Only one stretch of the records below should be repeated. It starts with the line containing "- add a searchable, read-only" and goes on through the line containing "passed, 4 skipped)", exactly as written.

(Stored data entries)
↓↓↓

PR #378, opened 2026-07-22
Add label structure navigator

level09:
## Summary

- add a searchable, read-only label tree to the app bar for Admin, Mod, and DA users
- include Arabic titles and entity availability indicators while keeping label management restricted to Admin and Mod

## Tests

- `uv run pytest -q` (867 passed, 4 skipped)


apodacaduron (dismissed):
Works well, just noticed something unrelated to this PR, im unable to edit existing Labels since it says 
```
[path]: Extra field not allowed
[path_ar]: Extra field not allowed
```

level09:
Thanks @apodacaduron good catch, addressed

apodacaduron (approved):
Hey i made some changes, fixed the fab/panel positioning, it was using a guessed pixel offset so it'd land on top of the AI/Vision badge and get pushed to a corner on resize instead of staying put. now it measures the actual toolbar to figure out where to dock (works in RTL too), and positions are anchored to the nearest edge so resizing doesn't break it. also closes the panel when you click "Manage Labels" instead of leaving it floating over the page.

↑↑↑

### Exercise result
- add a searchable, read-only label tree to the app bar for Admin, Mod, and DA users
- include Arabic titles and entity availability indicators while keeping label management restricted to Admin and Mod

## Tests

- `uv run pytest -q` (867 passed, 4 skipped)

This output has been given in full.